Goal of the exercise :: Counting the line with "Should we ignore" as the last one, copy out the lines of the data exactly from the first onward.

Recorded data ::

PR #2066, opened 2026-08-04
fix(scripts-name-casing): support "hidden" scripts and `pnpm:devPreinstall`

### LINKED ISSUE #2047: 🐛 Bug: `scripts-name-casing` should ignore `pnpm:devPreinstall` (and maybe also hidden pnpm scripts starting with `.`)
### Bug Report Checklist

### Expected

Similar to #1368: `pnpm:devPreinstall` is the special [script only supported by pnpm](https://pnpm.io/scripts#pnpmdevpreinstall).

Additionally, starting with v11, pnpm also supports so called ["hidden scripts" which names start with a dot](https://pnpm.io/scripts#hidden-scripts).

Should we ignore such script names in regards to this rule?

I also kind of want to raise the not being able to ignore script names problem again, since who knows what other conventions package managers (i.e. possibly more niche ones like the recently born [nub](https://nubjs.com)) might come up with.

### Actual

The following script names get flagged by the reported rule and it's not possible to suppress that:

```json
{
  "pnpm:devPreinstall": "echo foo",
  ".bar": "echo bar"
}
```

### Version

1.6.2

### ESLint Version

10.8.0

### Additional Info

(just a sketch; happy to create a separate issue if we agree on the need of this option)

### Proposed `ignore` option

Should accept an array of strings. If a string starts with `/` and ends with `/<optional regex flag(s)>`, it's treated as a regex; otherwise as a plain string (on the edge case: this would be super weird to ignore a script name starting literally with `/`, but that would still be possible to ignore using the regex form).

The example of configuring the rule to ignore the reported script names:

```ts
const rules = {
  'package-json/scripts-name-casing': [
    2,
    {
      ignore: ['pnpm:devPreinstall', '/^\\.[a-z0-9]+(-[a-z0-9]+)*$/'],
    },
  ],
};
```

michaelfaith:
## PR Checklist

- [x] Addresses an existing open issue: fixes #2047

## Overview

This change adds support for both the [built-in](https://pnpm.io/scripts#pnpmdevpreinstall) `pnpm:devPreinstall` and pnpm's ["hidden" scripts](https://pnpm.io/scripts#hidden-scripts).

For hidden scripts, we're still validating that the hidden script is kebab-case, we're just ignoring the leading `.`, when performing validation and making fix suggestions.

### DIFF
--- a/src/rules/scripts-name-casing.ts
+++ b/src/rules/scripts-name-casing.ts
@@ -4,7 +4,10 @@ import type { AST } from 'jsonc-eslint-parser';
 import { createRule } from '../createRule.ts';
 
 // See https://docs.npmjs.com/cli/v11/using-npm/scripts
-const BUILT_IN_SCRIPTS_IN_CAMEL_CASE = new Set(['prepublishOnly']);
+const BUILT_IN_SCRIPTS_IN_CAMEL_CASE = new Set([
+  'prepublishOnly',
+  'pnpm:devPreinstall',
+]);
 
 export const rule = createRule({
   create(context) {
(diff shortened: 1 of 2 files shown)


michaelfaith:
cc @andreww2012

Exercise response ::
PR #2066, opened 2026-08-04
fix(scripts-name-casing): support "hidden" scripts and `pnpm:devPreinstall`

### LINKED ISSUE #2047: 🐛 Bug: `scripts-name-casing` should ignore `pnpm:devPreinstall` (and maybe also hidden pnpm scripts starting with `.`)
### Bug Report Checklist

### Expected

Similar to #1368: `pnpm:devPreinstall` is the special [script only supported by pnpm](https://pnpm.io/scripts#pnpmdevpreinstall).

Additionally, starting with v11, pnpm also supports so called ["hidden scripts" which names start with a dot](https://pnpm.io/scripts#hidden-scripts).

Should we ignore such script names in regards to this rule?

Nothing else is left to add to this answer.